本発明は、新規な塗装体及びその形成方法に関するものである。
従来、建築物の壁面等においては、その美観性を高める手段として、壁面に直接塗装を行ったり、あるいは予め塗装を施した壁装材を壁面に貼り付ける等の方法が採用されている。このような方法では、所望の色彩を選定することが可能であり、さらに表面凹凸模様を設けることで多種多様な美観性を表出することができる。
このような凹凸模様を付与する方法として、例えば、特許文献1には、接着剤を用いて凹凸模様形成用下地壁紙を壁面に貼着し、接着剤が乾燥した後、当該壁紙の表面に塗料を塗装する方法が記載されている。特許文献2には、基材に塗料を塗装した後、塗膜表面が半乾き状態中に、その表面に刷毛状凹凸模様を付与して乾燥させる方法が記載されている。特許文献3には、合成樹脂エマルション系塗料を基材に塗装した後、塗膜をゲル化させ、ゲル化直後に表面に模様を付与した後、乾燥させる方法が記載されている。また、特許文献4には、基材の上に、水性エマルション樹脂を塗工して水性エマルション樹脂層を形成し、さらにエンボス加工等を施す方法が記載されている。

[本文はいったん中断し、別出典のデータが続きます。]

Issue #9629, opened 2026-01-23
`TestChoiceReplaceFalse` fails on Windows


leofang:
```
05:36:09.318052 STDOUT 4968]	=========================== short test summary info ===========================	
05:36:09.318052 STDOUT 4968]	FAILED cupy_tests\random_tests\test_generator.py::TestChoiceReplaceFalse_param_0_{a=5, size=2}::test_dtype_shape - AssertionError: assert dtype('int64') == 'long'	
05:36:09.318052 STDOUT 4968]	 +  where dtype('int64') = array([0, 4]).dtype	
05:36:09.318052 STDOUT 4968]	FAILED cupy_tests\random_tests\test_generator.py::TestChoiceReplaceFalse_param_1_{a=5, size=(2, 2)}::test_dtype_shape - AssertionError: assert dtype('int64') == 'long'	
05:36:09.318052 STDOUT 4968]	 +  where dtype('int64') = array([[0, 4],\n       [3, 1]]).dtype	
05:36:09.318747 STDOUT 4968]	FAILED cupy_tests\random_tests\test_generator.py::TestChoiceReplaceFalse_param_2_{a=5, size=()}::test_dtype_shape - AssertionError: assert dtype('int64') == 'long'	
05:36:09.318780 STDOUT 4968]	 +  where dtype('int64') = array(0).dtype	
05:36:09.318780 STDOUT 4968]	= 3 failed, 108982 passed, 3995 skipped, 775 deselected, 598 xfailed, 2613 warnings in 14648.42s (4:04:08) =	
05:36:09.318780 STDOUT 4968]	------------------------------------------------------------------------------------------
```
https://ci.preferred.jp/cupy.win.cuda129/207386/

PR #9631, opened 2026-01-25
Fix Windows CI + Tightening up `/test` logic

leofang:
1. https://github.com/cupy/cupy/issues/9629 revealed a bug in the CI script that even if the pipeline fails/terminates, it'd still report success. I think the bug was introduced in #9562, so this PR is a partial revert.
2. I often find the need of only triggering a subset of runners, but the current `/test` command would trigger more than needed. This PR tightens up the logic from finding a superset to a subset. For example:
   - `/test mini,linux` → I want this to trigger only Linux mini tests, not all `mini` tests and all `linux` tests
   - `/test mini,windows` → same logic
   - `/test cuda130,linux` → same logic

### DIFF
--- a/.github/workflows/scripts/flexci_dispatcher.py
+++ b/.github/workflows/scripts/flexci_dispatcher.py
@@ -236,7 +236,7 @@ def main(argv: Any) -> int:
     projects_dispatch: set[str] = set()
     projects_skip: set[str] = set()
     for project, tags in project_tags.items():
-        dispatch = (len(set(tags) & requested_tags) != 0)
+        dispatch = (requested_tags <= set(tags))
         if dispatch:
             projects_dispatch.add(project)
         else:
--- a/.pfnci/config.tags.json
+++ b/.pfnci/config.tags.json
@@ -3,6 +3,7 @@
         "@push",
         "full",
         "mini",
+        "linux",
         "cuda120"
     ],
     "cupy.linux.cuda120.multi": [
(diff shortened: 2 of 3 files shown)


.github/workflows/scripts/flexci_dispatcher.py
```diff
@@ -236,7 +236,7 @@ def main(argv: Any) -> int:
     projects_dispatch: set[str] = set()
     projects_skip: set[str] = set()
     for project, tags in project_tags.items():
-        dispatch = (len(set(tags) & requested_tags) != 0)
+        dispatch = (requested_tags <= set(tags))
```
leofang, line 239: Ah. Alright. I was wondering why the superset of runners are still triggered. It seems this change won't become effective until after it's merged 😓 Below is Copilot answer.

Looking at the workflow:

     - Line 37-40: The workflow checks out the base branch (upstream) first
     - Line 42-47: For issue_comment events (i.e., /test commands), it checks out the PR code to _pr_untrusted/
     - Line 62: PROJECTS_ROOT_DIR is set to _pr_untrusted for issue_comment events
     - Line 64: The dispatcher script is run from the base branch (./.github/workflows/scripts/flexci_dispatcher.py)
     - Line 67: But config.tags.json is read from the PR branch (${PROJECTS_ROOT_DIR}/.pfnci/config.tags.json)

   The problem: The flexci_dispatcher.py script is always from the base branch (upstream), not the PR branch. So even though my changes to flexci_dispatcher.py are in the PR, they won't be used until merged.

.pfnci/windows/test.ps1
leofang, line 1: With the revert we should be able to trigger #9629 and cause CI failure.

leofang:
> (although, maybe if we need super-set we should have a spelling for both.
> (Such as using `|` or `;` to split groups.)

Yeah, I am wondering if we could just do this via issuing multiple `/test` comments.

.github/workflows/scripts/flexci_dispatcher.py
kmaehashi: Yes. For security reasons we don't trust infra code within PRs.

kmaehashi:
/test force-skip
Timeouts.

PR #9644, opened 2026-01-27
CI: Update cache handling in CI

kmaehashi:
After investigating the cache details, I found that there are many cache files that are not cleaned up. For example, CUDA 12.4 Linux CI cache contained:

* 6.0G: FFT callback cache (e.g. `cupy_callback_0ab11671b92a58bf381e386efe1f7152.cpython-312-x86_64-linux-gnu.so`)
* 4.9G: kernel cache (e.g. `0000747945674e27d08f6d586270db6b5e93e3ff.cubin`) -- previously `cleanup.sh` only takes care of this
* 506M: Jitify cahce (e.g. `jitify_unknown_200600_12040_3_d65d3d46fed76d4a6f7f6d143f355659f84a958e.json`)
* 310M: Pruned cuFFT static library (e.g. `libcufft_static_11201_sm7.a`)

I assume this gradually increased the cache size, and started to cause `no space left on device` errors in recent CI runs. Note that disk size required is twice the cache size during un/archiving cache directory to TAR/ZIP. This PR adjusts the cache management in CI as follows:

* Clean up all of the above cache files.
* Adjust cache expiry and strategy to keep the cache size slim.
* Always run cleanup even if build or unittest step fails.

### DIFF
--- a/.pfnci/windows/test.ps1
+++ b/.pfnci/windows/test.ps1
@@ -28,9 +28,10 @@ function DownloadCache([String]$gcs_dir, [String]$cupy_kernel_cache_file) {
 
 function UploadCache([String]$gcs_dir, [String]$cupy_kernel_cache_file) {
     # Limit *.cubin cache by total size.
-    # TODO: Also clean up $CUPY_CACHE_DIR/callback_cache/*.ltoir
+    # Note: --expiry cannot be used as access time is not updated on Windows.
+    # TODO: Also clean up ~/.cupy/callback_cache/*.ltoir
     echo "Trimming kernel cache..."
-    RunOrDie python .pfnci\trim_cupy_kernel_cache.py --max-size 6442450944 --rm
+    RunOrDie python .pfnci\trim_cupy_kernel_cache.py --max-size 4831838208 --rm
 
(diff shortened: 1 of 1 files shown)


kmaehashi:
/test force-skip

.pfnci/linux/tests/actions/cleanup.sh
```diff
@@ -2,5 +2,18 @@
...
 
-python3 .pfnci/trim_cupy_kernel_cache.py --max-size $((3*1024*1024*1024)) --rm
+# Note: Linux CI image uses relatime.
+
+# Expire misc cache in 30 days.
+echo "Cleaning up misc cache:"
+find "${CUPY_CACHE_DIR}" -type f \( \
+    -name "jitify_*.json" -or \
+    -name "cupy_callback_*.so" -or \
+    -name "libcufft_static_*.a" \
```
leofang, line 12: I think the `.a` files can be removed after each run. As long as the `.so` files exist, we won't need them; they are only used to generate the `.so` files.

leofang: tracked in #9666

PR #9647, opened 2026-01-28
Remove cupyx.scipy.linalg.kron

asi1024:
Part of #9690.
https://docs.scipy.org/doc/scipy/release/1.17.0-notes.html#expired-deprecations


kmaehashi:

/test force-skip

PR #756, opened 2017-09-15
Add support for submitting a consignment at the end of the process

orta:
Now that https://github.com/artsy/metaphysics/pull/739 is on staging we can submit details to the server, so this starts that process, but doesn't finish it


ArtsyOpenSource:
<table>
  <thead>
    <tr>
      <th width="50"></th>
    </tr>
  </thead>
  <tbody><tr>
      <td>:no_entry_sign:</td>
      <td>

  No CHANGELOG added.
  </td>
    </tr>
  </tbody>
</table>




<p align="right">
</p>

package.json
```diff
@@ -97,6 +97,7 @@
     "recursive-readdir-sync": "^1.0.6",
     "relay-compiler": "https://github.com/alloy/relay/releases/download/v1.3.0-artsy/relay-compiler-1.3.0-artsy.1.tgz",
     "relay2ts": "^0.2.0",
+    "snapshot-diff": "^0.2.1",
```
orta: This is a snapshot matcher that compares the diff between two objects, so if you add a single attribute to an object ( you'll see some of those tests below) the snapshot is much more focused on the real change, vs the full object which is more meaningless

src/lib/Components/Consignments/Screens/FinalSubmissionQuestions.tsx
```diff
@@ -31,9 +32,7 @@ export default class FinalSubmissionQuestions extends React.Component<Props, Con
   }
 
   submitWork = () => {
-    this.props.navigator.push({
-      component: Loader,
-    })
+    this.setState({ state: "SUBMITTED" }, () => this.props.submitFinalSubmission(this.state))
```
orta: So that it can go up to metaphysics

src/lib/Components/Consignments/Screens/Metadata.tsx
```diff
@@ -24,21 +24,21 @@ interface Props extends ViewProperties {
...
+  { name: "Mixed Media", value: "MIXED_MEDIA" },
+  { name: "Performance Art", value: "PERFORMANCE_ART" },
+  { name: "Installation", value: "INSTALLATION" },
+  { name: "Video/Film/Animation", value: "VIDEO_FILM_ANIMATION" },
+  { name: "Architecture", value: "ARCHITECTURE" },
+  { name: "Fashion Design and Wearable Art", value: "FASHION_DESIGN_AND_WEARABLE_ART" },
+  { name: "Jewelry", value: "JEWELRY" },
+  { name: "Design/Decorative Art", value: "DESIGN_DECORATIVE_ART" },
+  { name: "Textile Arts", value: "TEXTILE_ARTS" },
+  { name: "Other", value: "OTHER" },
```
orta: These values are needed as keys to metaphysics also

src/lib/Components/Consignments/Screens/Overview.tsx
```diff
@@ -72,8 +78,12 @@ export default class Info extends React.Component<Props, ConsignmentSetup> {
     }
   }
 
-  submitFinalSubmission = () =>
-    this.props.navigator.push({ component: FinalSubmissionQuestions, passProps: { setup: this.state } })
+  submitFinalSubmission = async (setup: ConsignmentSetup) => {
+    this.setState(setup, async () => {
+      await this.updateMetaphysics()
+      // EXIT or something
```
orta: This is a TBD, likely requires some native work

src/lib/Components/Consignments/Screens/FinalSubmissionQuestions.tsx
```diff
@@ -50,6 +49,9 @@ export default class FinalSubmissionQuestions extends React.Component<Props, Con
   updateSigned = () => this.setState({ signed: !this.state.signed })
   updateCert = () => this.setState({ certificateOfAuth: !this.state.certificateOfAuth })
 
+  updateEditionSize = text => this.setState({ editionInfo: { ...this.state.editionInfo, size: text } })
```
sweir27: Maybe to be explicit (since convection expects an integer for this field) we can rename the argument to `size` or `value`? (#minor). Only because as I was reading this, `text` suggests it would be a `string` input 😄

orta: Ah, looks like this is wrong in metaphysics then, as it expects a string

sweir27: Oh shucks I thought we caught that 😞

orta: Shipped a PR to metaphysics for it: https://github.com/artsy/metaphysics/pull/767

orta:
Cool, fixed the minors 👍

Issue #625, opened 2017-06-19
[MSG] Network connectivity states in Composer


sarahscott:
UI + Relay handling of:
- [x] Successful message send
- [x] Unsuccessful send
- [x] Unsuccessful fetch
- [ ] ~~Local storage~~ We decided not to make this part of the MVP

![](https://cloud.githubusercontent.com/assets/6482926/26464297/46a042c0-4155-11e7-8447-9363b520ac44.png)

alloy:
For the MVP we settled on the following. On _any_ failure:

* remove the optimistic message
* restore the text into the textfield

alloy:
@sarahscott The changes in #757 don’t fully implement the requested design in this ticket. Maybe discuss the differences with Katarina and then decide whether to create new tickets for iterations or how else to proceed.

sarahscott:
Doesn't #757 implement the MVP comment above?

alloy:
It sure does! But not the original requirements, so before we lose track of that, only for it to be resurfaced by Katarina during QA, let’s make sure we’re all aware of it _now_.

sarahscott:
Sounds good. I guess for posterity we can say that maintaining failed messages would require some sort of local storage, and that's why we decided on the textfield solution for now.

tayapage6:
Note from standup - if there is one pending message, another cannot be sent (send button disabled)

alloy:
For the MVP we decided to still have the yellow ‘pending’ message.

PR #757, opened 2017-09-18
[msg] Retry state for failed messages

sarahscott:
If a message mutation fails, the message text will show up in the Composer again so the user can try again

Fixes: https://github.com/artsy/emission/issues/625

### DIFF
--- a/src/lib/Components/Inbox/Conversations/Composer.tsx
+++ b/src/lib/Components/Inbox/Conversations/Composer.tsx
@@ -1,6 +1,5 @@
 import * as React from "react"
 import { Keyboard, KeyboardAvoidingView, TextInput, TouchableWithoutFeedback } from "react-native"
-import { RelayRefetchProp } from "react-relay"
 
 import styled from "styled-components/native"
 import colors from "../../../../data/colors"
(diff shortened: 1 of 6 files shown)


src/lib/Containers/Conversation.tsx
```diff
@@ -127,9 +128,10 @@ export class Conversation extends React.Component<Props, State> {
 
     return (
       <Composer
-        disabled={this.state.sendingMessage}
+        disabled={this.state.sendingMessage || !this.state.isConnected}
+        value={this.state.submissionError}
```
alloy: I’m not a big fan of this name, I wonder if it could be something like `failedMessageText` ?

sarahscott:
oh good catch! i totally agree and will update.

mennenia:
@sarahscott looks awesome! Wanna merge the conflicts with master? Then we can 🚢  🎉 !! :D

src/lib/Components/Inbox/Conversations/Composer.tsx
```diff
@@ -74,6 +80,8 @@ export default class Composer extends React.Component<Props, State> {
       paddingRight: 10,
     }
 
+    const disableSendButton = !(this.state.text && this.state.text.length) || this.props.disabled
```
alloy: FYI I’d generally revert this to _first_ check the simple property and only if that doesn’t short-circuit the conditional do some computation.

PR #778, opened 2017-10-02
[Dev] Updates RN to 0.48.4

orta:
Mainly because I couldn't use node 8.x with 0.48 due https://github.com/facebook/jest/issues/4433

I made a compare link: https://github.com/facebook/react-native/compare/v0.48.0...0.48-stable

and it contained something interesting: https://github.com/facebook/react-native/commit/9c90ba6b0bcd01bc19efc68c65ac7637c479ff57


orta:
Hrm, this should be considered blocked due to https://github.com/facebook/react-native/issues/15791#issuecomment-327004744

alloy:
Gah. Maybe add a `sed` script to disable that validation in `postinstall`?

alloy:
This shouldn’t be a blocker for a release, right? As there won’t be JS over the network.

orta:
Ah yeah, I can fix that with a sed

orta:
I commented it out in mine and it works fine, I also did send off a nebula release

alloy:
Are you going to add the sed script in this PR?

orta:
Yes, it was trickier than I thought, pushing now

orta:
OK, that should be it 👍

orta:
I've also ensured that storybooks JS file goes to the right place, add added back the bottom VCs

package.json
```diff
@@ -34,7 +34,7 @@
     "sync-schema": "cd externals/metaphysics && git fetch && git checkout origin/master && yarn install && npm run dump-schema -- ../../data && rm -rf node_modules",
     "version": "yarn install && yarn bundle && pushd Example && bundle install && bundle exec pod install && popd && git add Pod/Assets Example/Podfile.lock",
     "postversion": "git push --follow-tags && env EMISSION_ROOT=\"$(pwd)\" pod repo push artsy --allow-warnings --use-json --skip-import-validation",
-    "postinstall": "sed -i '' 's/#import <RCTAnimation\\/RCTValueAnimatedNode.h>/#import \"RCTValueAnimatedNode.h\"/' ./node_modules/react-native/Libraries/NativeAnimation/RCTNativeAnimatedNodesManager.h || true",
+    "postinstall": "sed -i '' 's/#import <RCTAnimation\\/RCTValueAnimatedNode.h>/#import \"RCTValueAnimatedNode.h\"/' ./node_modules/react-native/Libraries/NativeAnimation/RCTNativeAnimatedNodesManager.h || ./scripts/post_installs.sh || true",
```
alloy: Won’t this only run if the first part (before `||`) fails?

package.json
```diff
@@ -5,7 +5,7 @@
   "main": "index.ios.js",
   "scripts": {
     "bundle": "haul bundle --platform=ios --dev=false --entry-file=index.ios.js --bundle-output Pod/Assets/Emission.js --sourcemap-output Pod/Assets/Emission.js.map --assets-dest Pod/Assets && rm -rf Pod/Assets/assets/node_modules",
-    "bundle-with-storybooks": "haul bundle --platform=ios --dev=true --entry-file=Example/Emission/index.ios.js --bundle-output Emission.js --assets-dest Pod/Assets",
+    "bundle-with-storybooks": "haul bundle --platform=ios --dev=true --entry-file=Example/Emission/index.ios.js --bundle-output  Pod/Assets/Emission.js --assets-dest Pod/Assets",
```
alloy: Ah I see. The problem was that Xcode wasn’t including the js bundle inside the app bundle 👍

scripts/post_installs.sh
```diff
@@ -0,0 +1,4 @@
+# Comes from https://github.com/artsy/emission/pull/778
+touch tmp.file
+awk '/returned javascript/ {f=15} f && f-- {$0="//"$0}1' node_modules/react-native/React/Base/RCTJavaScriptLoader.mm > tmp.file
+mv tmp.file node_modules/react-native/React/Base/RCTJavaScriptLoader.mm
```
alloy: Nice 🕺

package.json
orta: oh yeah!

orta:
The blocker here is dependency CI which is fine, going to self-merge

上記特許文献の方法によれば、種々の凹凸模様を付与することができる。しかしながら、このような凹凸模様では、その表面に一旦汚れが付着すると取れにくく、簡単には除去できない場合がある。特に、凹凸模様の凹部には汚れが溜まりやすい傾向がある。このような汚れは、美観性を損うものであるが、上記特許文献では汚れの付着・除去については殆ど考慮されていない。
本発明は、以上のような問題点に鑑みなされたものであり、凹凸模様を有する塗装体において、汚れがつきにくく、また汚れがついた場合でも容易に除去できるようにすることを目的とするものである。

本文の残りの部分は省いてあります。